### What to produce
Below are several entries. Transcribe exactly those lines that fall from the one with "That is not" through the one with "And when I test, it", end lines included.

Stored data
PR #393, opened 2023-02-21
[14.0][IMP] rma: limit state statusbar

DavidJForgeFlow:
Limit widget statusbar in rma line to only contain draft, to approve, approved and done.

@ForgeFlow


LoisRForgeFlow (approved):
Thanks

PR #412, opened 2023-03-03
[16.0][FIX] rma: product_uom_qty not in move_line_ids

DavidJForgeFlow:
In Odoo 16.0 "stock.move.line" has no longer field product_uom_qty, now it's reserved_uom_qty.

@ForgeFlow


LoisRForgeFlow (approved):
Indeed, thanks!

PR #413, opened 2023-03-09
[16.0][FIX] rma: multiple fixes

DavidJForgeFlow:
Error in migration, this fixes it. stock.move.line.product_uom_qty to stock.move.line.reserved_uom_qty.

Also corrects the position of field rma_selectable in routes form view.

Deliveries are computed now as a move going out to "customers" or "suppliers".

Assigned to filter now only applied once.

@ForgeFlow

### DIFF
--- a/rma/models/rma_order_line.py
+++ b/rma/models/rma_order_line.py
@@ -77,7 +77,10 @@ class RmaOrderLine(models.Model):
         for move in self.move_ids:
             first_usage = move._get_first_usage()
             last_usage = move._get_last_usage()
-            if first_usage in ("internal", "production") and last_usage != "internal":
+            if first_usage in ("internal", "production") and last_usage in (
+                "customer",
+                "supplier",
+            ):
                 pickings |= move.picking_id
             elif last_usage == "customer" and first_usage == "supplier":
                 pickings |= move.picking_id
@@ -98,12 +101,24 @@ class RmaOrderLine(models.Model):
             product_obj = self.env["uom.uom"]
             qty = 0.0
             if direction == "in":
-                op = ops["="]
-            else:
-                op = ops["!="]
-            for move in rec.move_ids.filtered(
-                lambda m: m.state in states and op(m.location_id.usage, rec.type)
-            ):
+                moves = rec.move_ids.filtered(
+                    lambda m: m.state in states
+                    and (
+                        m.location_id.usage == "supplier"
+                        or m.location_id.usage == "customer"
+                    )
+                    and m.location_dest_id.usage == "internal"
+                )
+            elif direction == "out":
+                moves = rec.move_ids.filtered(
+                    lambda m: m.state in states
+                    and (
+                        m.location_dest_id.usage == "supplier"
+                        or m.location_dest_id.usage == "customer"
+                    )
+                    and m.location_id.usage == "internal"
+                )
+            for move in moves:
                 # If the move is part of a chain don't count it
                 if direction == "out" and move.move_orig_ids:
                     continue
--- a/rma/models/rma_order_line.py
+++ b/rma/models/rma_order_line.py
@@ -68,7 +68,7 @@ class RmaOrderLine(models.Model):
             if last_usage == "internal" and first_usage != "internal":
                 moves |= move
             elif last_usage == "supplier" and first_usage == "customer":
-                moves |= moves
+                moves |= move
         return moves
 
     @api.model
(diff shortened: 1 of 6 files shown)


OriolMForgeFlow (approved):

OriolMForgeFlow (approved):

rma/wizards/rma_make_picking_view.xml
```diff
@@ -108,26 +108,26 @@
...
-                    attrs="{'invisible':['|', '|', ('qty_to_receive', '!=', 0), ('state', '!=', 'approved'), ('receipt_policy', '=', 'no')]}"
+                    attrs="{'invisible':['|', '|', ('qty_to_receive', '>', 0), ('state', '!=', 'approved'), ('receipt_policy', '=', 'no')]}"
                     type="action"
                 />
                 <button
                     name="%(action_rma_picking_out)d"
                     string="Create Delivery"
                     class="oe_highlight"
-                    attrs="{'invisible':['|', '|', ('qty_to_deliver', '=', 0), ('state', '!=', 'approved'), ('delivery_policy', '=', 'no')]}"
+                    attrs="{'invisible':['|', '|', '|', ('qty_to_deliver', '=', 0), ('qty_to_deliver', '&lt;', 0), ('state', '!=', 'approved'), ('delivery_policy', '=', 'no')]}"
```
florian-dacosta, line 124: Why not ('qty_to_receive', '&lt;=', 0) instead of adding a tuple in  the domain for the same field ?

rma/wizards/rma_make_picking_view.xml
```diff
@@ -108,26 +108,26 @@
                     name="%(action_rma_picking_in)d"
                     string="Create Incoming Shipment"
                     class="oe_highlight"
-                    attrs="{'invisible':['|', '|', ('qty_to_receive', '=', 0), ('state', '!=', 'approved'), ('receipt_policy', '=', 'no')]}"
+                    attrs="{'invisible':['|', '|', '|', ('qty_to_receive', '=', 0), ('qty_to_receive', '&lt;', 0), ('state', '!=', 'approved'), ('receipt_policy', '=', 'no')]}"
```
florian-dacosta, line 111: Why not ('qty_to_receive', '&lt;=', 0) instead of adding a tuple in  the domain for the same field ?

florian-dacosta (commented):
Minor comments, else LGTM

rma/models/rma_order_line.py
```diff
@@ -98,12 +101,24 @@ def _get_rma_move_qty(self, states, direction="in"):
...
-            for move in rec.move_ids.filtered(
-                lambda m: m.state in states and op(m.location_id.usage, rec.type)
-            ):
+                moves = rec.move_ids.filtered(
+                    lambda m: m.state in states
+                    and (
+                        m.location_id.usage == "supplier"
+                        or m.location_id.usage == "customer"
+                    )
+                    and m.location_dest_id.usage == "internal"
```
OriolMForgeFlow:
```suggestion
                    and (m.location_dest_id.usage == "internal"
                        or m.location_dest_id.usage == "supplier"
                    )
```
When the RMA is customer to supplier it is not getting the moves correctly, because the location_id.usage is "customer" but the location_dest_id.usage is "supplier". and does not take into account this option.

OriolMForgeFlow: Also change the following function, it seems that the field "supplier_rma_line_ids" never gets filled.
```
@api.model
     def _get_supplier_rma_qty(self):
-        return sum(
-            self.supplier_rma_line_ids.filtered(lambda r: r.state != "cancel").mapped(
-                "product_qty"
-            )
-        )
+        return self._get_rma_move_qty("done", direction="in")
```

rma/models/rma_order_line.py
```diff
@@ -98,12 +101,24 @@ def _get_rma_move_qty(self, states, direction="in"):
...
+                )
+            elif direction == "out":
+                moves = rec.move_ids.filtered(
+                    lambda m: m.state in states
+                    and (
+                        m.location_dest_id.usage == "supplier"
+                        or m.location_dest_id.usage == "customer"
+                    )
+                    and m.location_id.usage == "internal"
```
OriolMForgeFlow:
```suggestion
                    and (m.location_id.usage == "internal"
                       or m.location_id.usage == "supplier"
                    )
```

When the RMA is 'Dropship deliver to customer' it is not getting the moves correctly, because the location_dest_id.usage is "customer" but the location_id.usage is "supplier" , and does not take into account this option.

DavidJForgeFlow:
@florian-dacosta @OriolMForgeFlow all Done! thank you both!

PR #426, opened 2023-04-03
[14.0][FIX] rma: outgoing moves and pickings

DavidJForgeFlow:
When computing the outgoing moves, it were taking all the pickings that weren't going to internal. An internal move from WH/Stock to VirtualLocations/Scrap will be taked with this method. Now it takes all the moves going from an internal location to customer or supplier. (Also the dropshipping moves).

@ForgeFlow


AaronHForgeFlow (approved):

AaronHForgeFlow:
@LoisRForgeFlow is this fine to you?

LoisRForgeFlow (approved):
LGTM

PR #427, opened 2023-04-04
[16.0][FIX] rma_req_approval_permission

SergiCForgeFlow:
Fixing the fact that any internal user could approve a Customer/Supplier RMA. With this change, only the users who have RMA Manager access rights can perform this action.


AaronHForgeFlow (commented):
I would prefer to change the groups in the view

SergiCForgeFlow:
> I would prefer to change the groups in the view
Yes! Just applied this change.

AaronHForgeFlow (approved):

PR #429, opened 2023-04-17
[16.0][FIX] rma : Do not cancel whole in/out picking when cancelling a rma line

florian-dacosta:
Hello,

There is an important problem with rma line  cancelation.
If you create a rma group, with multiple lines, then create a delivery for all the lines of the group, and then, cancel one line, the whole delivery is canceled. So the rest of the valid (not  canceled) lines won't be shipped (nor canceled)

This PR fixes this, I am not sure why it was done this way, so, reviews are welcome.

An additional problem IMO, is that in case of delivery with multiple steps (with pull rules involved), canceling the rma line only cancel the delivery and the previous steps remains pending.
Any idea to solve this easily ?
@DavidJForgeFlow @LoisRForgeFlow @JordiBForgeFlow

### DIFF
--- a/rma/models/rma_order_line.py
+++ b/rma/models/rma_order_line.py
@@ -666,10 +666,6 @@ class RmaOrderLine(models.Model):
             order.check_cancel()
             order.write({"state": "canceled"})
             order.move_ids._action_cancel()
-            shipments = order._get_in_pickings()
-            shipments |= order._get_out_pickings()
-            for ship in shipments:
-                ship.action_cancel()
         return True
 
     def _get_price_unit(self):


DavidJForgeFlow:
Hi @florian-dacosta, the solution you bring I don't think is correctly at all, because the cancelation of all shipments was also deleting the multiple steps pickings. We also still need to cancel the pickings related to the cancelled RMA. So trully we arrived to a problem. If something occurs to me I would let you know.

florian-dacosta:
> because the cancelation of all shipments was also deleting the multiple steps pickings.

That is not what I saw. I have a case with multiple step pickings and only the delivery is canceled with the current code.

> We also still need to cancel the pickings related to the cancelled RMA

Cancelling the stock move will automatically cancel the picking if there is not other uncanceled moves inside

If the goal is really to cancel everything in case of multiple step pickings, we could do it by checking and canceling the move_orig_ids recursively.

florian-dacosta:
Hello,
This is an important bug around cancelation IMHO, would you mind make a review on this one @LoisRForgeFlow @AaronHForgeFlow ?

AaronHForgeFlow:
We have the need of propagating the cancel when multiple steps pickings in RMA. Otherwise the other pickings remain.

Perhaps we can use a flag somewhere so this can be configured.

florian-dacosta:
> We have the need of propagating the cancel when multiple steps pickings in RMA. Otherwise the other pickings remain.
> 
> Perhaps we can use a flag somewhere so this can be configured.

I have the same need. It currently have a small custom to manage this.
What I don't get, is that I don't see how the current code take care of canceling other picking in case of multiple steps.
And when I test, it does not cancel the other pickings in a multiple step picking process.

I really don't understand the goal of the code I want to remove it since it does only cancel the whole pickings of the `rma.order.line.move_ids`but not the destination or orig pickings. 
For me it really does not make sense when you are using the `rma.group` because if you cancel a line, you don't expect canceling the whole group!

Anyway, I'll try another proposition in an other PR then

PR #431, opened 2023-04-26
[14.0][IMP] rma_scrap: now works with lots/serials

DavidJForgeFlow:
Now when the RMA order line has lots / serial numbers, the scrap flow will use them as default.

@ForgeFlow


LoisRForgeFlow:
@SergiCForgeFlow Can you review this one and if it is fine, start the fwport to v15 and v16?

AaronHForgeFlow (approved):

PR #432, opened 2023-04-28
[14.0][IMP] rma: add date to rma_order_line

DavidJForgeFlow:
Adds date to rma lines. Missing migration script to get default values in already existing databases.


AaronHForgeFlow (commented):
When the date_rma is set in the rma group all the lines should take that date I think.

AaronHForgeFlow:
@DavidJForgeFlow  as long the date is in the rma group I think it makes sense to be consistent with the date in the lines, do you agree?

AaronHForgeFlow:
The same PR is merged in v16 so I am merging this here to keep branches even

PR #433, opened 2023-05-16
[14.0][ADD] rma_sale_mrp

ChrisOForgeFlow:
Solve case when return kits, get right price from components assigned on moves related with delivery on sale order line


rma_mrp/__manifest__.py
```diff
@@ -0,0 +1,15 @@
...
+
+{
+    "name": "RMA Manufacturing Integration",
+    "version": "14.0.1.1.0",
+    "license": "LGPL-3",
+    "category": "RMA",
+    "summary": "Integrates RMA with Kit Manufacturing/Sale Process",
+    "author": "ForgeFlow",
+    "website": "https://github.com/ForgeFlow/stock-rma",
+    "depends": ["rma", "rma_sale", "mrp", "sale_mrp"],
```
AaronHForgeFlow: wouldn't be enough rma_sale and sale_mrp?

AaronHForgeFlow (approved):
LGTM, I would call it rma_sale_mrp, but that is a minor thing.

mariadforgeflow (approved):
LGTM!

PR #434, opened 2023-05-25
[14.0][FIX] rma: procurement origin

JoanSForgeFlow:
In the current implementation of Odoo's `_assign_picking() `method in stock.move, there's a conditional check that looks at whether all the moves associated with a picking have the same partner_id and origin. If any move doesn't align with these conditions, the origin of the picking is set to False.

```
        if any(picking.partner_id.id != m.partner_id.id or
                picking.origin != m.origin for m in moves):
            # If a picking is found, we'll append `move` to its move list and thus its
            # `partner_id` and `ref` field will refer to multiple records. In this
            # case, we chose to  wipe them.
            picking.write({
                'partner_id': False,
                'origin': False,
            })
```

In the context of RMA  when we have multiple moves associated with a picking, each coming from a different RMA order line, we encounter a problem. Each move has its origin set as the name of the RMA orde line (`line.name`), so as soon as a second move from a different line is appended to the picking, the origin of the picking is wiped, because it doesn't match the origin of the first move.

In order to prevent the partner_id of the picking from being set to False when there are multiple associated moves, I propose that we change the origin of the procurement from the name of the RMA line to the name of the procurement group (`group.name`). This way, all moves associated with a picking will share the same origin, preserving the origin of the picking and ensuring it doesn't get inadvertently set to False.

@LoisRForgeFlow @AaronHForgeFlow

### DIFF
--- a/rma/tests/test_rma.py
+++ b/rma/tests/test_rma.py
@@ -779,6 +779,8 @@ class TestRma(common.SavepointCase):
         ).create({})
         wizard._create_picking()
         picking = self.rma_supplier_id.rma_line_ids._get_out_pickings()
+        partner = picking.partner_id
+        self.assertTrue(partner, "Partner is not defined or False")
         moves = picking.move_lines
         self.assertEqual(len(moves), 3, "Incorrect number of moves created")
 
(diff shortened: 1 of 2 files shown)


AaronHForgeFlow (approved):
LGTM, I don't think there is any inconvenience with the change

LoisRForgeFlow (commented):
Could you add a test case? to be sure that single RMA keeps line name and multi RMA from group uses group name? Probably you can just add and assert in one of the already existing tests.

rma/tests/test_rma.py
```diff
@@ -779,6 +779,8 @@ def test_04_supplier_rma(self):
         ).create({})
         wizard._create_picking()
         picking = self.rma_supplier_id.rma_line_ids._get_out_pickings()
+        partner = picking.partner_id
+        self.assertNotEqual(partner, False, "Partner is not defined or False")
```
LoisRForgeFlow: An small advice here, to do true/false assert, better user assertTrue/assertFalse.

LoisRForgeFlow (approved):
Other that the small comment I just did, LGTM

PR #439, opened 2023-06-19
[MIG] rma_scrap: Migration to 15.0

SergiCForgeFlow:


LoisRForgeFlow:
Can you include https://github.com/ForgeFlow/stock-rma/pull/442 here?

LoisRForgeFlow:
> Can you include #442 here?

Nevermind, I see you have embeded the change in the migration commit. Ideally, it should have been cherry-picked to keep versions aligned and easy to trace. Merging anyway as v16 is already merged with the same problem, just keep it in mind for next time.

PR #442, opened 2023-06-27
[FIX] rma_scrap: no scrap if qty to scrap = 0.0

SergiCForgeFlow:
After this fix, it is no longer possible to create a scrap with a quantity of 0.0. Additionally, the tests have been accordingly updated.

### The answer
That is not what I saw. I have a case with multiple step pickings and only the delivery is canceled with the current code.

> We also still need to cancel the pickings related to the cancelled RMA

Cancelling the stock move will automatically cancel the picking if there is not other uncanceled moves inside

If the goal is really to cancel everything in case of multiple step pickings, we could do it by checking and canceling the move_orig_ids recursively.

florian-dacosta:
Hello,
This is an important bug around cancelation IMHO, would you mind make a review on this one @LoisRForgeFlow @AaronHForgeFlow ?

AaronHForgeFlow:
We have the need of propagating the cancel when multiple steps pickings in RMA. Otherwise the other pickings remain.

Perhaps we can use a flag somewhere so this can be configured.

florian-dacosta:
> We have the need of propagating the cancel when multiple steps pickings in RMA. Otherwise the other pickings remain.
> 
> Perhaps we can use a flag somewhere so this can be configured.

I have the same need. It currently have a small custom to manage this.
What I don't get, is that I don't see how the current code take care of canceling other picking in case of multiple steps.
And when I test, it does not cancel the other pickings in a multiple step picking process.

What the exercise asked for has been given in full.